# Advice needed: Homosassa - Masons Creek to Gulf



## ElLobo

Follow the channel markers and dont deviate. Thats lower unit roulette territory.


----------



## RennieRae

Stay as close to the PVC pipes as you can (between the channel markers). Be sure to mark the last marker outside of Mason's creek (the one with the American flag and traffic cone on it) on your gps the first time you go out since all of the islands look the same coming back and it makes it much easier/safer especially with a storm coming.


----------



## William Odling

Thanks for info so far guys! Much appreciated. We will certainly be going careful through there!


----------



## flytyn

Purchase damage insurance on your boat that includes lower unit replacement.


----------



## William Odling

flytyn said:


> Purchase damage insurance on your boat that includes lower unit replacement.


Its fully insured.

Have you been out that channel before to the bay?


----------



## g8rfly

On a low tide I'd be hesitant to run the bay boat out of there.


----------



## William Odling

g8rfly said:


> On a low tide I'd be hesitant to run the bay boat out of there.
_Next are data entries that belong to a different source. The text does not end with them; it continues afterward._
PR #2940, opened 2017-04-20
dlgBoxplot

maxwellfundi:


stevekogo:
@maxwellfundi What is the current state of this?

maxwellfundi:
@africanmathsinitiative/developers this is ready for reviews. 

Thanks.

lilyclements:
Ive made some changes to merge, but it wasn't thorough enough. This needs a much more thorough review.
Also, I think the main receiver has a bug, you're telling it to set numeric but it isn't setting numeric only. We saw this problem on Histogram too where it causes a crash.

maxwellfundi:
@lilyclements yes, i have realized that this has that the main receiver has that bug. Let me investigate it actually.

instat/dlgBoxPlot.vb
```diff
@@ -13,137 +13,178 @@
...
+        ucrSecondFactorReceiver.SetParameterIsString()
+        ucrSecondFactorReceiver.bWithQuotes = False
+
+        ucrChkVarWidth.SetParameter(New RParameter("varwidth", 1))
+        ucrChkVarWidth.SetText("Variable Width")
+        ucrChkVarWidth.SetValuesCheckedAndUnchecked("TRUE", "FALSE")
+        ucrChkVarWidth.SetRDefault("FALSE")
+
+        clsCoordFlipFunc.SetPackageName("ggplot2")
+        clsCoordFlipFunc.SetRCommand("coord_flip")
```
lilyclements: Just wondering, what is the benefit to setting this in `Initialise `as opposed to `SetDefaults`?

maxwellfundi: We are defining a paremeter for the ucrChkHorizontalBoxplot  which is a  function. Which we are setting it below on line 95. We can set a parameter that does not exist and so we have to do it here .

lilyclements: Ah okay, I see! Thank you

lilyclements:
@dannyparsons This is ready for review

PR #3005, opened 2017-05-02
Bug Fixes on Dlg Copy Sheet and Dlg Rename

### LINKED ISSUE #2528: Copy Data Frame
When you right-click at the bottom of a data frame, then "Copy" is disabled.

Could it become enabled and go to the dialogue Prepare > Data Object > Copy Data Frame

It should automatically fill in the data frame that sent it there.

Could you also check that this is done by other right-clicks that call dialogues.  For example try with 2 library data sets, from ggplot2, namely diamonds and then economics.  When I right click on Rename it correctly went to the **Prepare > Data Object > Rename Data Sheet** and "Economics" is automatically filled in.  Good.

But  then I go back to the **diamonds sheet** and right-click again.  Lo and behold I go to the Prepare > Data Object > Rename Data Sheet with Economics still automatically filled in!

A related task, with both these dialogues is when you access them directly, i.e. through Prepare > Data Object > Rename Data Sheet or Copy Data Sheet
I suggest that the correct thing is for them to "know" the visible sheet and always start from there?  You may want to check this point.  It is what happens with the Filter dialogue, but most others return with what was completed before.  This might need some more general discussion - which relates perhaps to the new changes in dialogue structure.  Currently it seems inconsistent between dialogues.

stevenndungu:
fixes #2528 
This fixes the following issues;
Dlg Copy Sheet: 
1) Fixing issue 2528
2) The Newname InputTexBox was empty instead of having the current data frame loded with "_copy" extension
image

Dlg Rename Sheet;
Fixing this bug
image


instat/dlgCopySheet.vb
```diff
@@ -13,23 +13,31 @@
...
         End If
         SetRCodeForControls(bReset)
         bReset = False
         autoTranslate(Me)
+        TestOKEnabled()
+    End Sub
+
+    Private Sub ReopenDialogue()
+        'Reseting ucrDataFrame to ensure that it displays the current data frame on the grid 
+        ucrDataFrameCopySheets.Reset()
```
dannyparsons: This is quite a nice solution, although we don't want it to reset every time we open the dialog. For example, if I open this from the main menu, then go back to the gird and change data frame and open it again, it should reopen as I closed it, but it will now refresh to the current data frame because it's always resetting.

If you look at `dlgName`, which is on the column right click menu, you can see how what we want is achieved by storing `strSelectedDataFrame` in the dialog and also `bUseSelectedColumn` which says when it should auto fill on reopen. 

Then when this is called from the right click menu in `frmEditor`, first we do         `dlgName.SetCurrentColumn(SelectedColumnsAsArray()(0), grdCurrSheet.Name)`. So it only auto fills when it's opened from the right click menu.

dannyparsons: And I've just saw that what you've done here is what is currently done on rename data frame dialog. This is going to have similar issues. Could you update that one as well to how I've described?

dannyparsons:
While you are here, can you also change the titles of the dialog so they say "data frame" instead of "sheet"?

lilyclements:
@dannyparsons before this is merged but after @stevenndungu has addressed your points, I would like to make changes to this.

lilyclements:
My changes are waiting to be merged so do merge that in before making any commits!

Can you explain what you have fixed in the r code?

I noticed I can copy a data frame and name it the name of a current data frame opened
(e.g. I have Survey and Blocking opened, I can copy Blocking and name it Survey. Just for fun. And it copies over the old Survey).

However, I noticed in rename that I can't rename it the name of a current data frame opened which is good.

lilyclements:
Also, Danny mentioned earlier about renaming the dialogs:
Rename dlgCopySheet to dlgCopyDataFrame
Rename dlgRenameSheet to dlgRenameDataFrame

stevenndungu:
In the Rcode I have added in the label option  for the data frame to be copied. In addition, after discussing with Danny, we want the rename  data frame dialog to behave in the same manner as copy data frame dialogue is behaving. That is, the dialogue to be able to rename a data frame if provided a similar name to an existing data frame.
I remember that, Alex was editing the `vdproj` so I could not make any changes meanwhile

dannyparsons:
Sorry Steven, thinking about it again, we don't want to be able to copy a data frame with the same name as a current data frame. I think we need to re-edit the R code. I like the addition of the label though, let's keep that.

lilyclements:
@stevenndungu how is this going out of interest? Let me know when it's ready to re-review

stevenndungu:
This is ready for re-review now.

stevenndungu:
Note: I have edited `frmMain`, `frmEditor` and `vbproj` in this pull request

dannyparsons:
I'll have a look at this if no one else is since there's some issues I want to fix.

Issue #2976, opened 2017-04-27
Adding an extremes dialogue


rdstern:
There are still 2 new dialogues to add to **Climatic > Prepare > Specific Events**, which will become **Climatic > Prepare > Extremes** and **Climatic > Prepare > End of the Rains**.  This issue is about the **Climatic > Prepare > Extremes**.  This dialogue will take (usually) daily data and find the annual extremes.   Then there is a second dialogue, Climatic > Model > Extremes which will model the extremes we have calculated from the Prepare dialogue.

So the Climatic > Prepare > Extremes does exactly that - it prepares the extremes for fitting a model!
a) At the top of the dialogue there are 2 buttons, namely **Max/Min** and **Peaks**. 
b) The middle of the dialogue can be the same as the Climatic > Prepare > Transform dialogue.  There is no threshold button needed, but the others, namely 1)Station, 2) Date, 3) Year, 4) Day of Year, 5) Data are the same.
c) There are also From and To fields as in the Start of the rains dialogues.
d) Then there are two alternative blocks one with the label **Max/Min** and the other with the label **Peaks**.
e) In the Max/Min block there is a checkbox  - default checked - with the label Maxima.

f) The second block is labelled Peaks
g) The first field is labelled Threshold - any number can be entered into this field.  
h) The second is a checkbox Default checked - "Values above threshold"
i) The year is saved automatically.  Two more columns can be saved. The usual one is **Value**.  The second one has a checkbox, default checked, **Day Number**.

shadrackkibet:
I am working on this

stevekogo:
@shadrackkibet and I are suggesting we have a skype call to discuss this dialog. The main focus is on peaks above threshold where I think we can use filters or subset in order to address the issue.
@dannyparsons, can you call us anytime so that we can discuss this.

dannyparsons:
We could Skype after the meeting with the team, but yes that part should be done with filters

shadrackkibet:
@dannyparsons this can now be closed.

PR #3007, opened 2017-05-03
Export r objects and R WorkSpace

AlexSananka:
@dannyparsons  this is ready to be merged


AlexSananka:
@dannyparsons am done editing this,you can now merge?Or should @africanmathsinitiative/developers  have a quick look?

lilyclements:
I THink we already have an extremes dialog which is currently empty? Perhaps it isn't empty. You should check before this is merged so we can avoid having multiple dialogs?

AlexSananka:
@stevekogo and @shadrackkibet should confirm this,I think this a new dialog according to #2976

rdstern:
Just to clarify there are actually 2 different extremes dialogues - or there will be.  This is not the same dialogue in 2 places.  They have different functions.

In **Climatic > Prepare > Extremes** we prepare the data by taking the (usually) daily records and finding the (usually) annual extremes.

In **Climatic > Modelling > Extremes**  we fit extreme value models to the extremes we prepared earlier.  This uses the extRemes package in R.

We have an AIMS MSc student from AIMS Tanzania doing his essay in this area.

lilyclements:
Thank you for clarifying. I think eventually we should rename them as we have dlgExtremes and dlgClimaticExtremes which have names which aren't too informative about what the difference is. However, I don't think we need to do this now.
@dannyparsons this is ready to merge.

lilyclements:
@africanmathsinitiative/developers Am I the only one having a very weird situation where I have updated my branch but cannot find these dialogs?

I'm on the updated branch which has read in other changes. It's also in the Source > Repos > Instat > instat folder as we would expect.

I took a copy of Alex's branch and I couldn't find the dlgExportRWorkspace in the solution explorer. When I looked for where it's being run it's underlined in red and saying there's an error. However, I am still able to run this branch despite all this.

image

image

it's even letting me run the dialog.

Does anyone know whats happened? What is going on?!

dannyparsons:
Not too sure. I will try it too. Maybe delete the branch and start again?

AlexSananka:
@lilyclements Which branch are you using,I have two separate branches am working on this two dialogs on,for Export R workspace I have a branch by the same name as the dialog and that is it for Export R object.

So you could consider pulling my two branches and test the dialog separately.

lilyclements:
My branch I'm using is called "AlexExportRWorkspace"
I checked many times it pulled the right one and it has. It must have because it's running the dialog well and showing all you changes.

I'll delete it and pull it again. This is strange!

lilyclements:
Fixed it. So, I opened "dlgExportRWorkspace" on my master branch, and then changed back to AlexExportRWorkspace and I can now see the changes. I have no idea why this issue happened in the first place, but I've got it now at least!

AlexSananka:
Great

PR #3008, opened 2017-05-03
Climatic transform dialog

stevekogo:


stevekogo:
This is work in progress

stevekogo:
This is partially working with part of the dialog disabled. Reviews are welcome.

stevekogo:

stevekogo:
This dialog is still fragile. If need be, I recommend that it should not be merged into today's version unless it is necessary.

dannyparsons:
How fragile? Can it do something useful fairly easily yet and without completely crashing out of the software? If not then probably you're right.

stevekogo:
It does not crash the software but reset does not work properly and you need to manually change the new column name since it is not a prefix.

dannyparsons:
I think that is ok to at least put in for now as long as other non functioning parts are disabled.
If someone agrees with this after testing then I'll merge.

dannyparsons:
@stevenndungu agrees. There are big issues still but it is usable for someone to look at at least.

lilyclements:
@stevekogo Are you continuing work on this today? I would like to make design changes but would like to wait until you've got a more stable version.

PR #3012, opened 2017-05-03
Export r objects

AlexSananka:
This is in progress


AlexSananka:

instat/static/InstatObject/R/instat_object_R6.R
```diff
@@ -1347,6 +1347,11 @@ instat_object$set("public", "import_from_iri", function(download_from, data_file
 } 
 )
 
+instat_object$set("public", "export_objects", function(data_name,file,object_names) {
+  save(list=object_names,file=file)
```
dannyparsons: We need to do this differently as an RDS file. And actually we won't need a method for this because we can just extract the object and save it directly.

Instead of this you can use the saveRDS function and get the object instead of just the object name.

AlexSananka:

instat/dlgExportRObjects.vb
```diff
@@ -32,21 +34,72 @@ Public Class dlgExportRObjects
...
+        SetRCodeForControls(True)
+        TestOkEnabled()
     End Sub
 
+    Private Sub cmdBrowse_Click(sender As Object, e As EventArgs) Handles cmdBrowse.Click
+        Dim dlgSave As New SaveFileDialog
+
+        dlgSave.Title = "Export file dialog"
+        dlgSave.InitialDirectory = frmMain.clsInstatOptions.strWorkingDirectory
+        dlgSave.Filter = "Serialized r objects (*.rds)|*.rds"
```
lilyclements: Two points:

1. Does serialized have to be US English here? It worked for me as UK or US English, however, since this is a name I imagine it should remain as US English.

2. Do we need to put "Serialized r objects" at all? On other dialogs, such as dlgExportGraphAsImage, it would be more like `RDS (*.rds)|*.rds`?

AlexSananka: It doesn't matter what you put in there,I think that's more of just a comment.
And now that it doesn't matter what you put in I do not think it matters which English you would use.

So for me that's just a comment and it's fine the way it is at the moment.

lilyclements: I think it does matter, because it is visible to the user and we need consistency along the project.
On dlgExportGraphsAsImage, we see it as this:

image

Whereas on this dialog it is like so:
image

So I think we should have this as RDS not `Serialized r objects`

However, if we do that this as `Serialized r objects` then I think we need a capital R and O for "R Objects". Additionally, I'm not sure if Serialized should be American English or not. I suppose US English if it's a name.

instat/dlgExportRObjects.vb
```diff
@@ -32,21 +34,73 @@ Public Class dlgExportRObjects
...
+    Private Sub ucrBase_ClickReset(sender As Object, e As EventArgs) Handles ucrBase.ClickReset
+        SetDefaults()
+        SetRCodeForControls(True)
+        TestOkEnabled()
     End Sub
 
+    Private Sub cmdBrowse_Click(sender As Object, e As EventArgs) Handles cmdBrowse.Click
+        Dim dlgSave As New SaveFileDialog
+
+        dlgSave.Title = "Export file dialog"
```
lilyclements: I think this should read "Export R Objects"

instat/dlgExportRObjects.vb
AlexSananka: I see,Thanks.
but in dlgExportToCPT we have `Text separated file`
so should this be changed as well? I am not sure which one I should use now, @dannyparsons give your thoughts here.

instat/dlgExportRObjects.vb
AlexSananka: sure Thanks

instat/dlgExportRObjects.vb
lilyclements: Good point. I don't really mind which is used on any of these dialogs, as long as it's consistent! We'll see what @dannyparsons thoughts are.

dannyparsons:
I looked at this with @maxwellfundi before and on something like MS Paint you see:
image
So a mixture. If it's well known like JPEG or PDF we use just that otherwise we can use a longer description. I'd be happy with a longer description like `Serialized R Objects` but doesn't it stand for `R Data Structure`? I thought it did but I can't find it anywhere now.

lilyclements:
R Data Structure makes much more sense and it rings a bell.
All I could find was this - https://biostar.usegalaxy.org/p/7748/ where someone writes "R data structure (RDS) file"

I did a quick look on google and couldn't get anywhere. Then tried rseek.org and had the same issue! Maybe no one knows what RDS stands for.

lilyclements:
I think it is Serialized R Objects - https://cran.r-project.org/web/packages/rio/vignettes/rio.html

AlexSananka:
This is useful but I have to change from` .RDS `to` .rds`
oops!!

dannyparsons:
Good find. Looks good now. Any other issues @lilyclements?

lilyclements:
This looks ready for you to review!

dannyparsons:
Looking good. @AlexSananka Can you also change the rds name in the other dialog that use this now that we've agreed on the format here?

AlexSananka:
yeah sure I am going to change this

PR #3021, opened 2017-05-05
New Histogram 

maxwellfundi:
@lilyclements @dannyparsons  this is the redone histogram with the disabling feature. This works well from last time.


instat/ucrVariablesAsFactor.vb
```diff
@@ -331,4 +331,20 @@ Public Class ucrVariablesAsFactor
...
+            ucrMultipleVariables.SetIncludedDataTypes(strInclude)
+        End If
+    End Sub
+
+    Public Overrides Sub SetExcludedDataTypes(strExclude As String())
+        If bSingleVariable Then
+            ucrSingleVariable.SetExcludedDataTypes(strExclude)
+        Else
+            ucrMultipleVariables.SetIncludedDataTypes(strExclude)
+        End If
```
dannyparsons: The error Lily gets is because you should set the types for both receivers. For this it doesn't matter which is the current one. They both should have the same types.

maxwellfundi:
@dannyparsons this last commit solves the problem of crashing when multiple receiver is the current receiver. @lilyclements this is now fixed.

dannyparsons:
Looks good @lilyclements any other issues here?

PR #3023, opened 2017-05-05
Ucr dist update control

Lunalo:
this still in progress I will update you on how it goes


dannyparsons:
We could now do this as a simpler way of getting multiple columns:
`replicate(3, rnorm(sd=1, mean=0, n=36))`
It should simplify the control code as well.

Lunalo:

I have managed to fix the resseting and and  unusual indexing of the parameters list.

This will be ready by tomorrow to be reviewd

Lunalo:

This is ready for the review, except the automatic resetting of distribution parameters on Reopening the dialog and the developer error that is occurring on load.

Lunalo:

This is now ready for review. I would like to start update model dialogs so this is argent

lilyclements:
Going to review and make designer amendments to this. Make sure you've sent all your commits!

instat/dlgRandomSample.vb
```diff
@@ -13,180 +13,140 @@
...
+        ucrNudNumberOfSamples.SetRCode(clsMultipleSamplesFunction, bReset)
     End Sub
 
     Private Sub TestOKEnabled()
-        If ucrDistWithParameters.bParametersFilled AndAlso nudNumberOfSamples.Text <> "" _
-            AndAlso nudNumberOfSamples.Text <> "" AndAlso (Not chkSetSeed.Checked OrElse (chkSetSeed.Checked AndAlso nudSeed.Text <> "")) _
-            AndAlso ((nudNumberOfSamples.Value = 1 AndAlso Not ucrNewColumnName.IsEmpty) OrElse (nudNumberOfSamples.Value <> 1 AndAlso Not ucrPrefixNewColumns.IsEmpty)) Then
+        If ucrDistWithParameters.bParametersFilled AndAlso ucrNudNumberOfSamples.GetText <> "" _
+            AndAlso (Not ucrChkSetSeed.Checked OrElse (ucrChkSetSeed.Checked AndAlso ucrNudSeed.GetText <> "")) _
+            AndAlso ((ucrNudNumberOfSamples.GetText = 1 AndAlso ucrSaveRandomSamples.IsComplete) OrElse (ucrNudNumberOfSamples.GetText <> 1 AndAlso ucrSaveRandomSamples.IsComplete)) Then
```
lilyclements: I don't understand this last part Can you explain it to me?
You're saying 

> if the nud = 1 and the save is complete or if the nud is not 1 and the save is complete.

Why can't you just say 

> if the save is complete

instat/dlgRandomSample.vb
```diff
@@ -13,180 +13,140 @@
...
-                ucrPrefixNewColumns.Visible = True
-                lblPrefixColumnName.Visible = True
-            End If
-            SetAssignTo()
-        End If
+    Private Sub SetRCodeforControls(bReset As Boolean)
+        ucrNudSeed.SetRCode(clsSetSeed, bReset)
+        ucrChkSetSeed.SetRCode(clsSetSeed, bReset)
+        ucrSaveRandomSamples.SetRCode(clsMultipleSamplesFunction, bReset)
+        ucrNudNumberOfSamples.SetRCode(clsMultipleSamplesFunction, bReset)
```
lilyclements: Why is the ucrDists not being called here?

instat/dlgRandomSample.vb
Lunalo: Thanks for spotting this. This was happening before I started using `replicate`

I forgot to adjust it. I will do it to fit in the current state

instat/dlgRandomSample.vb
Lunalo: From how I understood this: Setting of distributions and there parameters are done in the ucr and so there is no need of setting r code here in the dialog

Lunalo: and so all I need is to  do `ucrDistWithParameters.SetRDistributions()
        ucrDistWithParameters.SetParameters()`

lilyclements: Okay, so what I would expect if I had n = 36 and did the normal distribution is to get:

`rnorm(sd=1, mean=0, n=36)
`(_or at least that's what the old code would give me_)

But here I get
`replicate(expr=(n=36), n=1)`

and here it gives all my columns as "36" in that case.

Lunalo: We set rcode so that the controls can know which functions and parameters are associated with it but in this case for ucr distributions everything is done there and the only thing we need to do is to set rcode for external control not in the ucrDistributions

lilyclements: Okay I understand. However, the output that I am now getting is giving me an entire column all containing the same numbers (that is, 36 in this case, my data frame length)

Perhaps it's not an issue in the SetRCode, however, I think it is still an issue

Lunalo: What I did, I associated replicate with ucrNudSampleSize and by defualt I passed the daframelength value to n for the distributions

Lunalo: I get you. I think if the user sets the number of samples to be 2 he s/he expects two samples.
`replicate(expr=(n=36), n=1)` this is not achievable currently since  `expr` is getting the output of simulated values.

lilyclements: I understand what you're saying, however, I'm getting the rcode as 
`replicate(expr=(n=36), n=1)`
regardless of which distribution I choose so there is a bug here somewhere that needs to be resolved

Lunalo: I think you might have deleted something . I have asked @stevenndungu to get the branch and it is working fine for him

stevenndungu:
I have two comments to make in addition to Lily's review:

1. @Lunalo , I just noted there is an issue change of data frames. When you change data frames some controls  do not update their parameter values.
This should should be easy to fix....here is the error
image

2. @africanmathsinitiative/developers stacking of appended columns together. I do not understand why this happens at times, I have experienced this today for the second time after some time now while testing this dialogue. 
 While appending column variables at  times it creates empty columns and stacks the column values on top of an already existing column. Which is strange and does not look neat at all.  Dragging the columns side by side separates  the stacked columns but leaves the columns created empty.  
image

instat/dlgRandomSample.vb
dannyparsons: @Lunalo remember our group discussions on testing previously. If a tester finds an issue on your dialog, it is your responsibility to find out why they get that bug, not the other way around.
If two users seem to get different results from the same use of a dialog you need to follow up to understand why, not expect the tester to do that for you. This is so we make testing a quick process of identifying bugs and passing back to the author to fix. 
Your assumption shouldn't be that the tester has made a mistake, although it could be the cause, you should follow up with the tester to understand why they are getting a bug that you are not.

lilyclements: Yes, I think I may have deleted something. I'll look for that now.
I tend to outline all my changes made before you merge them, however, since I'm doing a 10-minute-review on something I haven't worked long-term on, it would be really helpful for you to check my changes before merging them back in!

Lunalo:
@lilyclements 

You can have a look at it now .
Thanks.

instat/dlgRandomSample.vb
```diff
@@ -150,4 +150,8 @@ Public Class dlgRandomSample
     Private Sub ucrSaveRandomSamples_ControlContentsChanged(ucrChangedControl As ucrCore) Handles ucrSaveRandomSamples.ControlContentsChanged, ucrSelectorRandomSamples.ControlContentsChanged, ucrChkSetSeed.ControlContentsChanged, ucrNudSeed.ControlContentsChanged, ucrSampleSize.ControlContentsChanged, ucrDistWithParameters.ControlContentsChanged
         TestOKEnabled()
     End Sub
+
+    Private Sub ucrSelectorRandomSamples_ControlValueChanged(ucrChangedControl As ucrCore) Handles ucrSelectorRandomSamples.ControlValueChanged
+        SetDataFrameAndDistributionParameters()
+    End Sub
```
lilyclements: You have two subs running `.ControlValueChanged` and both running the sub `SetDataFrameAndDistributionParameters()`.

Can you make this into one sub together? So, line 146 can become
```
    Private Sub ucrNudNumberOfSamples_ControlValueChanged(ucrChangedControl As ucrCore) Handles ucrNudNumberOfSamples.ControlValueChanged. ucrSelectorRandomSamples.ControlValueChanged
        SetNewColumName()
    End Sub
```

And then this sub (line 154-156) can be removed

lilyclements:
A couple of distributions can cause a bug, e.g.:

> Error in rhyper(k = 10, nn = 36, m = 144, n = 10, 0) : 
>   unused argument (0)

This "unused argument(0)" has occurred for me for the following:
Hypergeometric
Lognormal
Cauchy


Additionally, F doesn't have it's parameters labels come up. I don't think this was an existing problem but perhaps it was? Can you give it's parameter labels in the code.
image
_under Distribution Parameters, the parameter names do not come up_


Third of all, 



Also, on hypergeometric the text cuts off over the inputs. What should we do about this? Can we move the inputs for when hypergeometric is checked?
image

What should we do about these at this stage? Other than this it's okay.

lilyclements:
You should go through and test each distribution at it's default level. I have counted at least 3 different errors with at least 5 different distributions by just selecting the distribution and pressing OK.
I didn't go through all the distributions as there were too many errors so you need to check all the distributions.

Additionally, F doesn't have it's parameters labels come up. I don't think this was an existing problem but perhaps it was? Can you give it's parameter labels in the code.
image
_under Distribution Parameters, the parameter names do not come up_

Also, on hypergeometric the text cuts off over the inputs. What should we do about this? Can we move the inputs for when hypergeometric is checked?
image

dannyparsons:
I see a lot of these bugs were existing bugs with the control and distributions before you started updating this, but I think now's a good time to sort these out and get everything working well.

Lunalo:
@lilyclements 

This is now fixed

lilyclements:
@Lunalo you still need to add the distributions package names. This can fix the problem outlined in #3109 

Additionally, the gamma distributions are having issues finding the shape parameter.

Lunalo:
I have fixed the testOk 

I realized that even from the old version the user is allowed to type in the combobox containing distributions . I think we should prevent  this. 

otherwise @africanmathsinitiative/developers  this is ready for review

lilyclements:
This is looking good, nice job. I am struggling to break this, which is somewhat upsetting but probably ultimately good. I can get errors but that's through doing "silly" things going negative on a positive distribution or writing my name in the parameters for distributions. I can't seem to crash it so it's looking pretty good.

Lunalo:
@dannyparsons 

This is ready for review

PR #3029, opened 2017-05-08
OneWayFrequencies bug fix

AlexSananka:


shadrackkibet:
I am going to review this now.

AlexSananka:
Great

dannyparsons:
@lilyclements you were so quick, didn't even let @shadrackkibet do his review first!

shadrackkibet:
just noticed a bug when i was testing this dialog though it has been merged.
When you type into the ucrsave and then you try resetting and then check the checkbox for the ucrsave you find the prefix changes to "last_graph".why does this changes!

image

dannyparsons:
Thanks Shadrack, sorry I merged it too soon! I think this is a bug we found on another dialog with the save control with someone? I should look into this and see if it's something I should fix on the control itself. Thanks for the reminder and good spot to find this in testing.

AlexSananka:
No I can fix this,I only need to reset the ucrsave in the SetDefaults.

shadrackkibet:
I am also suggesting that instead of disabling the ucrsave you can just hide it totally as it is not needed for table and and "Both" cases.Is this possible?

dannyparsons:
That sounds good.

lilyclements:
If we hide it totally, I would also like the ucrChkCoordinates to hide as well. It would be weird for one thing to hide and the other to be disabled.

lilyclements:
@dannyparsons @shadrackkibet The place this has happened before is on a sub dialog for either the one way frequencies or the two way frequencies.

AlexSananka:
ucrSave reset is fixed now

dannyparsons:
great

stevenndungu:
@AlexSananka I have question: I thought the ucrSave control in the sub-dialogue performs the role of saving the graphs? I thought the bug would be solved at the sub-dialogue level of the graph option. 

I just noted that we now have two save controls on the same dialogue one at dialogue level and the other at the sub-dialogue level. Which I find confusing as they both work depending on what you check. We need to do away with one (preferring that we still retain the one on the sub-dialogue as it was before - the bug can be solved at sub-dialogue level i think)

AlexSananka:
@stevenndungu good point,I thought I had disabled the savegraph on the subdialog but I didn't.

I think we can disable it for now or even do away with it since the one on the main dialog solves our issues.I have no problem if the issue can be fixed on the subdialog anyway.

dannyparsons:
Thanks Steven, yes there should only be one. I actually quite like it on the main dialog to be consistent with other dialogs. So the one on subdialog could now be removed.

We are definitely going to be in and out with the favorable tides. The owner of the house says that size boat won't be an issue but i wanted to get peoples opinions on here (preferably from those who have been in and out of it)


----------



## g8rfly

Gotcha- yeah I've run it quite a bit if you stay away from running at low tide you should be OK. Godspeed!


----------



## MariettaMike

William Odling said:


> Hello All,
> 
> I'm heading to a property on Mason's Creek this Friday. (location circled in red)
> 
> I'm taking my skiff and my buddy is taking his 17.5ft bay boat.
> 
> Guy who owns the property said he is going to show us the river out so we can get to the bay, any tips from anyone whos been to that area?
> 
> Thanks in advance.
> 
> View attachment 180511


the camp/house you rented is located on one of the most frequently hit rock bars in Mason Creek...
I've run past it over a thousand times...
didn't know that place was a rental...
the owner needs to escort you to the dock from the ramp...
following a track you ran out the creek on high tide may not work for running at low tide...
there aren't many markers for navigating...(posts about following markers must be a joke.)
Making it to the end doesn't necesarily set you free to run wherever...
plenty more rocks and bars in the bay...
there's even one with my name on it on the FMT chip...
following other boats based on the assumption they know where they are going is a bad plan...
locals still hit rocks on low tides if they're not on their game...
there aren't any "sandbars" around here...
not trying to scare you away...
the cones with the flag at the end is pictured below
this pic is at super low tide = you're lucky you made it that far, but you need to turn around and go home (carefully)
if the water is at the top of oysters that's still pretty low, and you need to be careful going any direction other than 270 degrees due west 
until your all the way past the pole line that marks the Chazahowitska Wildlife refuge...
if the water is at the base of the lower cones you're somewhat ok to run most any westerly direction as long as there's enough sunlight to see bottom...
if the water is at or above the base of the upper cones you're ok to run almost anywhere, but you ain't going to catch much...
and there are still some random ribbon rocks around the islands that will ruin your day.
Good Luck!


----------



## William Odling

@MariettaMike Much appreciate the detailed reply and all well noted. 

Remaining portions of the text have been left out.